Olimpo, pediria à Atena 4 horas a mais na rotação terrestre, gostaria de umas 6, mas nem

tanto ao Céu nem tanto à Terra, 4 horas já seria um presente justo. E olha que de justiça a

deusa da sabedoria entende.

Se o pôr-do-sol demorasse mais, se nos desse tal deleite, se a Lua ocupasse seu lugar

com a mesma sonolência de um domingo chuvoso, se nos permitisse tal delonga, aí as 4

horas seriam ajustadas da maneira mais providencial possível, à noite. Não que a energia

que o dia possui seja menos importante, de modo algum, ela é essencial, mas creio que é

relativamente suficiente. Já a da noite não. Que atire a primeira pedra quem nunca

implorou por mais 5 minutos de sono, quem nunca quis mais 1 hora de festa, quem nunca

planejou um sábado à noite e quem nunca desejou que uma madrugada fosse eterna.

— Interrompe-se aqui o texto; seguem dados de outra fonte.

Issue #3607, opened 2026-09-19
test: close vacuous release-audit assertions and discovery gaps


tsouza:
## Release audit findings

The 1.21.0 audit found tests that can pass after losing the behavior they claim to validate. Resolve these before release qualification.

- `test/regression/e2e_hand_copied_literals_test.go:74`: the memory-cap comparison iterates over `yamlEnvValues`, which returns an empty slice when the setting is missing or unrecognized. Require the setting in each stack and reject malformed values.
- `test/regression/docs_only_action_test.go:119`: removing the paths-filter consumer leaves the renderer check satisfied. Require the consumer and validate its connection to the renderer.
- `test/regression/chart_config_parity_test.go:47`: an empty discovered key set passes. Require meaningful discovery and test its failure behavior.
- `test/regression/go_test_timeout_budget_test.go:111`: zero discovered test commands pass. Validate discovery and account for recipes delegating test execution to scripts.
- Initializer-only assertions in `migration-artifact.test.mjs`, `release-source-pr-dashboard-gate.test.mjs`, `notify-perf-nightly-failure.test.mjs`, `notify-perf-nightly-selfcheck-failure.test.mjs`, `e2e-bwc-replicated-verify.test.mjs`, and `run-prometheus-compatibility.test.mjs` do not validate their consumers. Replace with behavior or cross-source checks where the stated contract warrants a test.

Verification: demonstrate that representative removal or bypass mutations fail the revised focused checks, while the unmodified implementation passes. These findings were identified by source inspection; mutation runs remain necessary.

PR #3608, opened 2026-09-19
test: close vacuous release audit guards

tsouza:
## Problem and change

Release-audit regression checks could pass after losing their inputs or consumers. Require discovered memory-cap values, chart environment keys, workflow test commands, and a paths-filter consumer before reporting success.

Replace initializer-only checks with executable notifier-option checks, replica-topology verdict cases, tester default/override argument cases, and comparisons against the Dockerfile copy/entrypoint paths and workflow crawl-prefix selection.

Addresses #3607. Further validation of delegated timeout discovery and malformed memory-cap values remains tracked there; this PR does not close it.

## Validation

The four focused Go regression tests passed with the race detector. The six affected Node test files passed. Empty chart-key and workflow-job discovery mutations failed at their new guards. The combined missing-filter/missing-memory-setting run also failed. Temporary mutations were restored, and commit/push hooks passed.


tsouza:
Focused race-enabled checks pass on commit 9d7253cd7e14550c5cd5685d7a4ac71b50c8642f.

Additional local mutation validation:

- Feeding the chart environment-key scanner an empty string makes `TestChartEnvKeysAreReachableFromAConfigFile` fail with `contains no concrete CERBERUS_* environment keys`.
- Replacing the discovered workflow jobs with an empty slice makes `TestGoTestTimeoutFitsItsJobBudget` fail with `no workflow job invokes a Justfile recipe`.
- A prior focused run with the paths-filter consumer renamed and the k3s memory-cap setting renamed also exited nonzero.

All temporary mutations were restored; the worktree is clean. Consumer-behavior coverage remains tracked in #3607 and is still required for the release audit.

PR #3610, opened 2026-09-19
fix(e2e): avoid query log collector distributed join

### LINKED ISSUE #3609: fix: bound datashard query-log collector memory during release qualification
Main E2E run https://github.com/tsouza/cerberus/actions/runs/35454966834 failed in datashard N=2 after 133 burst requests with zero 5xx and zero transport errors.

The verifier's subsequent distributed query-log collection failed with ClickHouse code 241: total memory limit exceeded, current RSS 734.57 MiB, maximum 734.78 MiB, while executing MergeTreeSelect. The failing query uses GLOBAL LEFT JOIN between child rows and terminal initiator rows from clusterAllReplicas(system.query_log).

Reduce the verifier's query-log collection memory demand while retaining every admission-control and exception-attribution assertion. The log establishes where memory failed, but does not isolate join allocation from scan-block memory or concurrent server activity. Diagnose that distinction before choosing the fix. Validate with focused local collector tests and the real E2E lane.

This blocks release 1.21.0 qualification. Do not suppress code 241 or weaken the tested workload to obtain a pass.

tsouza:
## Problem and change

Main E2E run https://github.com/tsouza/cerberus/actions/runs/35454966834 failed with ClickHouse code 241 while the verifier collected query-log evidence after a burst with zero 5xx responses. The failing collection joined two distributed query-log scans inside ClickHouse.

Read terminal initiator metadata once, then attribute child statements and memory exceptions in Node. This removes the distributed join while retaining parent-host fallback, exceptional terminal attribution, and the original query snippet used to exclude direct writers and non-SELECT operations.

Fixes #3609, subject to the real E2E validation below confirming the observed memory failure is resolved.

## Validation

The focused Node verifier suite passes, including separate-parent attribution for a SELECT with an exceptional initiator and rejection of an INSERT using the same parent. `git diff --check` passes.

The real datashard E2E lane must pass before this fix is considered verified. The separate release-performance timeout remains unresolved and still blocks release 1.21.0.


tsouza:
Real datashard qualification passed on implementation commit `089a52c50edd3bb8103d8f338ec0cced83b3e3c1`:

- [Datashard-only E2E run 35457033107](https://github.com/tsouza/cerberus/actions/runs/35457033107): N=2, N=4, and replica-affinity jobs all succeeded.
- The N=4 verifier explicitly reported all assertions passed, with peak concurrent SELECT-only statements 14, maximum concurrent dispatches 4, maximum scans observed 5, and maximum effective shard count 2.
- Observed peak query memory at effective shard counts 1 and 2 was 717780 and 507174 bytes, against configured ceilings of 268435456 and 134217728 bytes.

Follow-up commit `adbfc0e72ff918f1a5200def84ebed249f435528` changes comments and indentation only: stale GLOBAL JOIN documentation now describes the separate metadata lookup, and the incident comment does not claim that the failure identified the particular allocation exhausting server headroom.

Focused `node --test .github/scripts/e2e-datashard-verify.test.mjs` and `git diff --check` pass. Required checks must also pass on the current PR head before merge. The issue remains open until the change is merged.

PR #23, opened 2022-06-09
Remove cosign pkg, take a dep on it.

vaikas:

#### Summary
Remove the pkg/ directories that have to do with verification, aka, cosign bits. Take a dependency
on it rather than even try to maintain two parallel implementations. Then as time passes, some of
these dependencies will make their way to sigstore/sigstore and some won't, but at least it's very
clear now where we take deps to cosign.

#### Ticket Link

Fixes

#### Release Note

```release-note

```


imjasonh (approved):
This looks great! It looks like there aren't any remaining deps on `cmd/cosign` at least, which is great. We should put in a test to ensure no new ones sneak in. 👍

pkg/webhook/validation.go
```diff
@@ -27,11 +27,11 @@ import (
 	"knative.dev/pkg/apis"
 	"knative.dev/pkg/logging"
 
-	"github.com/sigstore/policy-controller/cmd/cosign/cli/fulcio/fulcioroots"
+	"github.com/sigstore/cosign/cmd/cosign/cli/fulcio/fulcioroots"
```
imjasonh, line 30: This seems to be the only cmd/cosign dependency, and it's moving to sigstore/sigstore in https://github.com/sigstore/sigstore/pull/435 🎉

vaikas: Yeah, can't wait!

vaikas:
Once we get rid of the fulcioroots, I'll add that test, ok?

cpanato (approved):
amazing

PR #25, opened 2022-06-09
Add spdxjson and cyclonedx as supported predicate types

jdolitsky:
Please see the following PRs in cosign where these new types are added:

- https://github.com/sigstore/cosign/pull/1974
- https://github.com/sigstore/cosign/pull/1977

### DIFF
--- a/pkg/apis/policy/v1alpha1/clusterimagepolicy_validation.go
+++ b/pkg/apis/policy/v1alpha1/clusterimagepolicy_validation.go
@@ -165,7 +165,7 @@ func (a *Attestation) Validate(ctx context.Context) *apis.FieldError {
 	}
 	if a.PredicateType == "" {
 		errs = errs.Also(apis.ErrMissingField("predicateType"))
-	} else if a.PredicateType != "custom" && a.PredicateType != "slsaprovenance" && a.PredicateType != "spdx" && a.PredicateType != "link" && a.PredicateType != "vuln" {
+	} else if a.PredicateType != "custom" && a.PredicateType != "slsaprovenance" && a.PredicateType != "spdx" && a.PredicateType != "spdxjson" && a.PredicateType != "cyclonedx" && a.PredicateType != "link" && a.PredicateType != "vuln" {
 		// TODO(vaikas): The above should be using something like:
 		// if _, ok := options.PredicateTypeMap[a.PrecicateType]; !ok {
 		// But it causes an import loop. That refactor can be part of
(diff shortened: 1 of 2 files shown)


pkg/apis/policy/v1alpha1/clusterimagepolicy_validation.go
```diff
@@ -165,7 +165,7 @@ func (a *Attestation) Validate(ctx context.Context) *apis.FieldError {
 	}
 	if a.PredicateType == "" {
 		errs = errs.Also(apis.ErrMissingField("predicateType"))
-	} else if a.PredicateType != "custom" && a.PredicateType != "slsaprovenance" && a.PredicateType != "spdx" && a.PredicateType != "link" && a.PredicateType != "vuln" {
+	} else if a.PredicateType != "custom" && a.PredicateType != "slsaprovenance" && a.PredicateType != "spdx" && a.PredicateType != "spdxjson" && a.PredicateType != "cyclonedx" && a.PredicateType != "link" && a.PredicateType != "vuln" {
```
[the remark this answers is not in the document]
jdolitsky: good call. it hath been done

pkg/apis/policy/v1beta1/clusterimagepolicy_validation.go
```diff
@@ -165,7 +169,7 @@ func (a *Attestation) Validate(ctx context.Context) *apis.FieldError {
 	}
 	if a.PredicateType == "" {
 		errs = errs.Also(apis.ErrMissingField("predicateType"))
-	} else if a.PredicateType != "custom" && a.PredicateType != "slsaprovenance" && a.PredicateType != "spdx" && a.PredicateType != "link" && a.PredicateType != "vuln" {
+	} else if !validPredicateTypes.Has(a.PredicateType) {
 		// TODO(vaikas): The above should be using something like:
```
imjasonh, line 173: lol I didn't even see this comment before. Is the import loop still a problem? It'd be nice not to have to maintain this list in two places.

imjasonh: Sounds like that's https://github.com/sigstore/cosign/blob/main/cmd/cosign/cli/options/predicate.go#L40

The good news is, I don't think that would cause a dependency cycle.

The bad news is, it's a new dependency on cmd/cosign 😭 

I think we could probably just maintain two sets for now, and maybe move both into sigstore/sigstore (or into cosign/pkg/something). Doesn't need to block this PR though I think.

imjasonh (approved):

pkg/apis/policy/v1beta1/clusterimagepolicy_validation.go
vaikas: Yeah, +1 for just having a local copy and move it somewhere else. But, yes, agree on not being part of this PR. We should remove this TODO from here though, since its' addressed by the TODO above. But that can be done in a follow on as well, I'll do it 👍

vaikas (approved):

PR #29, opened 2022-06-11
Fix #28. Treat multiple authorities as OR instead of AND.

### LINKED ISSUE #28: Multiple authorities are treated as AND instead of OR
**Description**

When specifying both `key` and `keyless` section in the ClusterImagePolicies, the webhook enforces both of them instead of one of them.

**Version**

vaikas:

#### Summary
Fix #28 by treating multiple authorities as OR instead of AND. This was what it was supposed to be as per the spec all along.

#### Ticket Link

Fixes

#### Release Note

```release-note
* Fix bug #28 where multiple authorities were treated as AND instead of OR as specified.
```

### DIFF
--- a/pkg/webhook/validator.go
+++ b/pkg/webhook/validator.go
@@ -262,7 +262,7 @@ func validatePolicies(ctx context.Context, namespace string, ref name.Reference,
 			result := retChannelType{name: cipName}
 
 			result.policyResult, result.errors = ValidatePolicy(ctx, namespace, ref, cip, remoteOpts...)
-			if len(result.errors) == 0 {
+			if len(result.policyResult.AuthorityMatches) > 0 {
 				// Ok, at least one Authority  on the policy passed. If there's a CIP level
 				// policy, apply it against the results of the successful Authorities
 				// outputs.
@@ -366,7 +366,8 @@ func ValidatePolicy(ctx context.Context, namespace string, ref name.Reference, c
 		}()
 	}
 	// If none of the Authorities for a given policy pass the checks, gather
-	// the errors here. If one passes, do not return the errors.
+	// the errors here. Even if there are errors, return the matched
+	// authoritypolicies.
 	authorityErrors := []error{}
 	// We collect all the successfully satisfied Authorities into this and
 	// return it.
@@ -392,9 +393,9 @@ func ValidatePolicy(ctx context.Context, namespace string, ref name.Reference, c
 			}
 		}
 	}
-	if len(authorityErrors) > 0 {
-		return nil, authorityErrors
-	}
+	// Even if there are errors, return the policies, since as per the
+	// spec, we just need one signature to pass checks. If more than
+	// one are required, that is enforced at the policy level.
 	return policyResult, authorityErrors
 }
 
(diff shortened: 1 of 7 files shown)


vaikas:
latest run, setup ko failed with:
```
+ case latest-release in
++ curl -s https://api.github.com/repos/google/ko/releases/latest
++ jq -r .tag_name
+ tag=null
Installing ko @ null for Linux
+ os=Linux
+ [[ Linux == \m\a\c\O\S ]]
+ [[ ! -z null ]]
+ echo 'Installing ko @ null for Linux'
+ sudo tar xzf - -C /usr/local/bin ko
+ curl -fsL https://github.com/google/ko/releases/download/null/ko_ull_Linux_x86_[64](https://github.com/sigstore/policy-controller/runs/6841937796?check_suite_focus=true#step:5:66).tar.gz
gzip: stdin: unexpected end of file
tar: Child returned status 1
tar: Error is not recoverable: exiting now
Error: Process completed with exit code 2.
```

I'll retry that if others work.

test/testdata/policy-controller/e2e/cip-keyless-with-attestations.yaml
```diff
@@ -33,8 +33,3 @@ spec:
         data: |
           predicateType: "cosign.sigstore.dev/attestation/v1"
           predicate: Data: "foobar e2e test"
```
hectorj2f, line 35: Why are you removing this?

hectorj2f: Is it intentional?

pkg/webhook/validator.go
```diff
@@ -262,21 +262,23 @@ func validatePolicies(ctx context.Context, namespace string, ref name.Reference,
 			result := retChannelType{name: cipName}
 
 			result.policyResult, result.errors = ValidatePolicy(ctx, namespace, ref, cip, remoteOpts...)
-			if len(result.errors) == 0 {
```
hectorj2f, line 265: Suggestion: The line `cip := cip` doesn’t make sense to me.

hectorj2f (approved):

test/testdata/policy-controller/e2e/cip-keyless-with-attestations.yaml
vaikas: Yeah, so with the move to OR, it's not really meaningful in our tests. So, in the tests now, we create first the keyless.yaml (or key.yaml) which check for signature, then the key[less]-with-attestations.yaml adds the AND by creating a new CIP so modified the tests to check for that as well. 
And cip-key-and-keyless.yaml tests the OR capability.
Otherwise, we'd have to bake the 'AND' (requires both signature and attestation) into the CIP policy, and I'd rather leave that to other PRs where we create better examples of CUE policies. I created #31 to track that issue.
@hectorj2f does that make sense?

dlorenc (approved):

cpanato (approved):

vaikas:
I don't know why I didn't see this in the PR review. Reason for those are
to declare locals inside the for loop since we're launching a go func. Does
that make sense?

test/testdata/policy-controller/e2e/cip-keyless-with-attestations.yaml
hectorj2f: Yes, I understood it now. We could create more examples. Thanks

Issue #59, opened 2022-06-29
Certain malformed policies are rejected at enforcement time instead of validation


mattmoor:
**Description**

If you have a bad policy, e.g. `glob: $FOO*`, our validation isn't smart enough to catch this during the CIP validation, however, this logic at enforcement time catches it and rejects all the images as a result:
https://github.com/sigstore/policy-controller/blob/2ef684f8f0e5ea41d3483a0a84ea906c33d4ecbf/pkg/apis/config/glob.go#L50-L67

This is the failure mode I see (snipped for readability):
```
... denied the request: validation failed: invalid glob "$FOO*": spec.containers[0].image
index.docker.io/library/ubuntu@sha256:b6b83d3c331794420340093eb706a6f152d9c1fa51b262d9bf34594887c2c7ac
```

I'll take a crack at this now, but wanted to open an issue to track things.

PR #60, opened 2022-06-29
Validate globs at admission time.

mattmoor:
This move the logic for compiling (incl. validating) and matching globs out of `pkg/apis/config` into `pkg/apis/glob` (to avoid a dep cycle) and adds logic to attempt `glob.Compile` when validating ClusterImagePolicy CRDs to avoid invalid CIPs rejecting requests due to invalid policies *at enforcement time*.

Fixes: https://github.com/sigstore/policy-controller/issues/59

#### Release Note
```release-note
ClusterImagePolicy validation is now more consistent about checking glob validity when applied (vs. failing during enforcement)
```

### DIFF
--- a/pkg/apis/policy/v1beta1/clusterimagepolicy_validation.go
+++ b/pkg/apis/policy/v1beta1/clusterimagepolicy_validation.go
@@ -58,14 +58,10 @@ func (spec *ClusterImagePolicySpec) Validate(ctx context.Context) (errors *apis.
 }
 
 func (image *ImagePattern) Validate(ctx context.Context) *apis.FieldError {
-	var errs *apis.FieldError
 	if image.Glob == "" {
-		errs = errs.Also(apis.ErrMissingField("glob"))
-	} else {
-		errs = errs.Also(ValidateGlob(image.Glob).ViaField("glob"))
+		return apis.ErrMissingField("glob")
 	}
-
-	return errs
+	return ValidateGlob(image.Glob).ViaField("glob")
 }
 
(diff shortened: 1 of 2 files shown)


mattmoor:
cc @vaikas @hectorj2f

pkg/apis/policy/v1beta1/clusterimagepolicy_validation.go
```diff
@@ -60,10 +61,10 @@ func (image *ImagePattern) Validate(ctx context.Context) *apis.FieldError {
 	var errs *apis.FieldError
 	if image.Glob == "" {
 		errs = errs.Also(apis.ErrMissingField("glob"))
+	} else {
```
hectorj2f, line 64: nit:  It looks like we could have a return in the if statement `if image.Glob == "" { return errs.Also(apis.ErrMissingField("glob"))` so we don't need the following else statement.

hectorj2f (dismissed):
lgtm, just a nit

pkg/apis/policy/v1beta1/clusterimagepolicy_validation.go
mattmoor: Yeah, I went with this way so that we could collect more errors below the bit I made an `else`, but since this is just for globs, IDK that there'll be much else.

The new `glob.Compile` was just piling on when complaining about empty-string, which I thought was unnecessarily confusing.  I'll switch these to returns instead.

mattmoor: Should be RFAL 🙏

PR #67, opened 2022-07-05
Add policy-tester CLI for testing ClusterImagePolicies

jdolitsky:
Adding a simple tool for validating ClusterImagePolicy resources against various images on the command line

### DIFF
--- a/cmd/tester/main.go
+++ b/cmd/tester/main.go
@@ -74,11 +74,12 @@ func main() {
 
 	// TODO(jdolitsky): This should use v1beta1 once there exists a
 	// webhookcip.ConvertClusterImagePolicyV1beta1ToWebhook() method
-	var tmp v1alpha1.ClusterImagePolicy
-	if err := yaml.Unmarshal(cipRaw, &tmp); err != nil {
+	var v1alpha1cip v1alpha1.ClusterImagePolicy
+	if err := yaml.Unmarshal(cipRaw, &v1alpha1cip); err != nil {
 		log.Fatal(err)
 	}
-	cip := webhookcip.ConvertClusterImagePolicyV1alpha1ToWebhook(&tmp)
+	v1alpha1cip.SetDefaults(ctx)
+	cip := webhookcip.ConvertClusterImagePolicyV1alpha1ToWebhook(&v1alpha1cip)
 	ref, err := name.ParseReference(*image)
 	if err != nil {
 		log.Fatal(err)
--- a/cmd/tester/main.go
+++ b/cmd/tester/main.go
@@ -1,0 +1,101 @@
+//
+// Copyright 2022 The Sigstore Authors.
+//
+// Licensed under the Apache License, Version 2.0 (the "License");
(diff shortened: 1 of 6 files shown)


cmd/tester/main.go
```diff
@@ -0,0 +1,101 @@
...
+	}())
+)
+
+type output struct {
+	Errors []string              `json:"errors"`
+	Result *webhook.PolicyResult `json:"result"`
+}
+
+func main() {
+	args := os.Args[1:]
```
vaikas, line 61: Could we make these proper flags instead of positional arguments?

cmd/tester/main.go
```diff
@@ -0,0 +1,101 @@
...
+		os.Exit(1)
+	}
+	cipFilePath := args[0]
+	image := args[1]
+	cipRaw, err := ioutil.ReadFile(cipFilePath)
+	if err != nil {
+		log.Fatal(err)
+	}
+
+	// TODO(jdolitsky): should this use v1beta1?
```
vaikas, line 73: yep :)

test/testdata/policy-controller/tester/cip-public-keyless.yaml
```diff
@@ -0,0 +1,24 @@
...
+# See the License for the specific language governing permissions and
+# limitations under the License.
+
+apiVersion: policy.sigstore.dev/v1alpha1
+kind: ClusterImagePolicy
+metadata:
+  name: demo
+spec:
+  images:
+    - glob: "**"
```
vaikas, line 21: I wonder if we could maybe point this at say cosign release instead?

vaikas (commented):
Sweet! Thanks for doing this.

cmd/tester/main.go
```diff
@@ -0,0 +1,101 @@
...
+	var tmp v1alpha1.ClusterImagePolicy
+	if err := yaml.Unmarshal(cipRaw, &tmp); err != nil {
+		log.Fatal(err)
+	}
+	cip := webhookcip.ConvertClusterImagePolicyV1alpha1ToWebhook(&tmp)
```
vaikas, line 78: I wonder if it would make sense to call the defaults on the policy before this. Just thinking that way it's simpler to write the test policies so that you don't have to fill all the fields. Just a thought :)
https://github.com/sigstore/policy-controller/blob/main/pkg/apis/policy/v1beta1/clusterimagepolicy_defaults.go#L22

cmd/tester/main.go
jdolitsky: So.. it doesnt seem like there is a way to convert the v1beta1 resource to webhook type. I've updated the TODO to reflect that

jdolitsky:
One thing I noticed here is that the actual image doesn't necessarily need to match the glob pattern in order to test it... is that something we should check in this tool too? (can come later)

vaikas (approved):
Thanks!!!

hectorj2f (approved):

PR #69, opened 2022-07-06
Add static field to authority that allows for block/allow behaviour.

vaikas:

#### Summary
Add `static` as a sibling to `key` and `keyless` in authority block. `static` has an `action` field that currently is either 'pass' or 'fail'. This is not a bool for now, since I reckon we could implement 'warn' for example later on, allow it but warn. This is a k8s webhook way to signal warnings to users.

https://github.com/sigstore/cosign/issues/1653

#### Release Note

* Adds a new field to authority called static that can be used to explicitly block or allow certain images.

#### Documentation

https://github.com/sigstore/sigstore-website/issues/188


hectorj2f (approved):

MageshSrinivasulu:
@hectorj2f Have we implemented the action "warn"? If so can you please add the documentation here https://github.com/sigstore/policy-controller in the readme.md it hard to navigate and read through all the issues

vaikas:
@MageshSrinivasulu we haven't implemented it yet, but do want to as soon as we get time :)

PR #74, opened 2022-07-12
Validate CIP before using it.

vaikas:

#### Summary
Validate CIP after defaulting and before using it to catch mistakes in authoring a CIP.


hectorj2f (approved):
lgtm

mattmoor (approved):
Wondering if we should we `SetDefaults` as well? 🤔

vaikas:
@mattmoor it does call SetDefaults right above it?

PR #76, opened 2022-07-13
Set reinvocationPolicy to 'IfNeeded' for the tag resolver webhook

vpnachev:
#### Summary

Set reinvocationPolicy to 'IfNeeded' for the tag resolver webhook. This is needed when other mutating webhooks alter pod spec, e.g. inject a sidecar container, and result into images using tags.

ref: https://sigstore.slack.com/archives/C01PZKDL4DP/p1657691580474789


hectorj2f (approved):
lgtm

É muito provável que além de boêmios, noivas, músicos, dj’s e poetas, mais gente tenha

deixado as pedras imóveis, e mais gente ainda concorde comigo quanto à superioridade

hierárquica da noite sobre o dia. Nela a facilidade com que os acontecimentos se tornam

lúdicos me encanta, o desembaraço com que as oportunidades aparecem me deixa

perplexa, a fluidez com que as palavras e os sentimentos brotam me apavora, a

capacidade de transformar comportamentos rotineiros em acontecimentos heróicos ou

burlescos me intriga, a velocidade que as horas atingem nesse período me desespera e a

possibilidade de ter mais 14400 segundos para isso tudo me ilude. Só me ilude.

Um raio de sol parece querer entrar por entre as brechas da minha janela até então

desprovida de luz alguma, é um recado de Atena. Pedido negado.